Business rules in business intelligence suffers the same issue. If we run more business rules (which requires data as inputs), then momentarily we have a fraction of information while the rules execute, but the result – the only evidence of that whole process – is just more data.
To truly deliver information, in any data warehouse world, we must build the metadata to capture the true context additional to the received data (like definitions, ownership, classification, lineage, appropriate use and more) to be able to truly call it information.
So we can observe how these laws play out in the architecture of the Data Vault.
Data Vault receives data, integrates it, addresses missing data (technical debt/business rules – resulting data in business vault) and delivers data to end users at which point the data becomes information. Because of the involvement of the end user, who has a specific purpose in mind and an expected action sequence and therefore result, only then does the full definition of information apply.
That is why the consumption layer of the Data Vault refers to Information Marts – and the warehouse is called a Data Vault – recognising the shift in state of information.
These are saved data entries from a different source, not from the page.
PR #6312, opened 2022-02-09
Remove some wide 'PMP' namespace declarations

MaelRL:
## Summary of Changes

There are a few `namespace PMP =` living at namespace level within the headers of package `Polygon_mesh_processing` (`CGAL::PMP` from isotropic remeshing for example). It's never within the global namespace so it's not particularly dangerous, but from time to time I wonder how did my compiler recognize the `PMP` I forgot to declare. It's also quite specific to this package to have these aliases.

I also removed those in `CGAL::Polygon_mesh_processing::Corefinement::PMP` for the same reason. Look-up can find the function without even putting the namespace, but I can put an alias within the function.

If these aliases are ok to most people, I can just cancel the PR.

## Release Management

* Issue(s) solved (if any): -


sloriot:
Successfully tested in CGAL-5.5-Ic-18

PR #6316, opened 2022-02-11
Use non-deprecated API for boost progress

sloriot:


sloriot:
Successfully tested in CGAL-5.5-Ic-25

PR #6323, opened 2022-02-15
[Intersections_2] Make the crossing point computation deterministic

sloriot:
Always use the same ordered segments

### DIFF
--- a/Intersections_2/include/CGAL/Intersections_2/Segment_2_Segment_2.h
+++ b/Intersections_2/include/CGAL/Intersections_2/Segment_2_Segment_2.h
@@ -34,6 +34,22 @@ namespace Intersections {
 
 namespace internal {
 
+// indices of lexicographically smallest endpoints
+// depending on config parameter of S2S2_inter_info.
+// {s1_id0,s1_id1,s2_id0,s2_id1}
+constexpr int s2s2_id[8][4] =
+{
+//  seg1   seg2
+  { 0,1,   0,1 },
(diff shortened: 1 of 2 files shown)


Intersections_2/include/CGAL/Intersections_2/Segment_2_Segment_2.h
```diff
@@ -215,8 +242,8 @@ do_intersect_with_info(const typename K::Segment_2 &seg1,
     typename K::Compare_xy_2 compare_xy;
 
   // first try to filter using the bbox of the segments
-    if (less_xy(A2,B1)
-     || less_xy(B2,A1))
+    if (certainly(less_xy(A2,B1))
```
sloriot, line 245: @afabri this change is not related to the patch but I fixed it while I was in this file. Do you agree that it does not make sense to have a filtered failure in that case?

afabri: Latest the `switch(make_certain(..))` will lead to the exception being thown, so we can throw it here as well.

lrineau:
@sloriot During the rebase of this PR, I could not rebase it on `5.3.x-branch`, because of important conflicts. I have rebased it on `5.4.x-branch`. I let you rebase it on `5.3.x-branch` if you think that is important.

sloriot:
Successfully tested in CGAL-5.5-Ic-25 (5.4 is fine)

PR #7439, opened 2023-05-12
Introduce remove_all_elements(Graph)

MaelRL:
## Summary of Changes

Using clear() removes mesh properties, which we might not want to do. The code will still remove everything, but iteratively.

TODO:
- [x] Small feature

## Release Management

* Affected package(s): `BGL`, `Polygon_mesh_processing`
* Issue(s) solved (if any): -
* Documentation: [link](https://cgal.github.io/7439/v0/BGL/group__PkgBGLHelperFct.html#gac7e199820c95ed1fc6ab536750749358)
* Feature/Small Feature (if any): [link](https://cgal.geometryfactory.com/CGAL/Members/wiki/Features/Small_Features/remove_all_elements) **pre-approved on 2024/04/04**


Polygon_mesh_processing/include/CGAL/Polygon_mesh_processing/repair_degeneracies.h
```diff
@@ -1861,12 +1861,6 @@ bool remove_degenerate_faces(const FaceRange& face_range,
   if(degenerate_face_set.empty())
     return true;
 
-  if(degenerate_face_set.size() == faces_size)
```
sloriot, line 1864: Thinking about it, I think I would keep that and update the clear function for Surface_mesh to call the version that is keeping properties. as `clear()` is meant to be used by CGAL developers within there algo, it makes senses not to mess up with user properties.

BGL/include/CGAL/boost/graph/helpers.h
```diff
@@ -960,24 +941,83 @@ void swap_edges(const typename boost::graph_traits<FaceGraph>::halfedge_descript
...
+ * up to the user to e.g. clean garbage or remove internal property maps (if relevant, and desired).
+ *
+ * @tparam FaceGraph model of `MutableHalfedgeGraph` and `MutableFaceGraph`
+ *
+ * @param g the graph whose elements will be removed
+ *
+ * @sa `CGAL::clear()`
+ **/
+template<typename FaceGraph>
+void remove_all_elements(FaceGraph& g)
```
sloriot, line 958: I would update `Surface_mesh` package to have its own overload.

sloriot: Polyhedron could also.

sloriot:

BGL/include/CGAL/boost/graph/helpers.h
MaelRL: > I would update `Surface_mesh` package to have its own overload.

Like [146f9ec](https://github.com/CGAL/cgal/pull/7439/commits/146f9ecb21db4815354058f6e061ccffaf93df9d)? Not sure that I like specializing BGL functions that aren't trivial, it defeats the point of the common API.

sloriot: Yes. I get your point but for dynamic property map we also have something taking advantage of the index based of surface mesh so it is somehow similar. In both cases it is done for efficiency reasons.

sloriot:

sloriot:
Successfully tested in CGAL-6.0-Ic-64

sloriot:
Ready to be merged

There are further parallels from the Data Vault definition with other science themes. We tend to find that everything stable, reliable and universally defined and constant we can express or describe via their components:
- We describe the universe in context of time, space (where matter is managed in relation to other matter – relational) and matter (identifying).
- In matter (with all the laws that apply) we have components that build up matter – electrons, protons and neurons. These can be expressed in combination or relationships and are described by the number or electrons it holds or attracts.
- Music can only exist if all three its components are present – melody (identifying), harmony (relational) and rhythm (time context)
We find that all the above components happen to be described in context of their phases as well.
- Matter can exist in three phases – solid, liquid and gas.
- Time can be expressed as past, present and future.
We also find that information (with all the laws that apply) have components as well on which Data Vault is based – the business key (the identifying element), relationships between those keys and descriptive elements over time, describing the key or the relationships.
Where Data Vault goes one step further in helping to preserve as much of the information state as possible is by:
- Integrating on the business key
- Providing the opportunity to associate data around the same component, recording a partial representation of the full business process by capturing how these keys are used within business processes
- Providing a timeline of change of the particulars over time for such a key or relationship and how they are expressed
- Not only does it deal with what is now evident, it can adapt without re-engineering to ingest new or changed data and relationships
Data Vault still requires to be augmented by a good metadata framework of glossaries, lineage, definitions, ownership, sensitivity classifications, access requirements and other governance aspects to ensure it has the most value when it is used. The Laws of Nature exist and govern the expression of these components that make up the building blocks of all that we observe.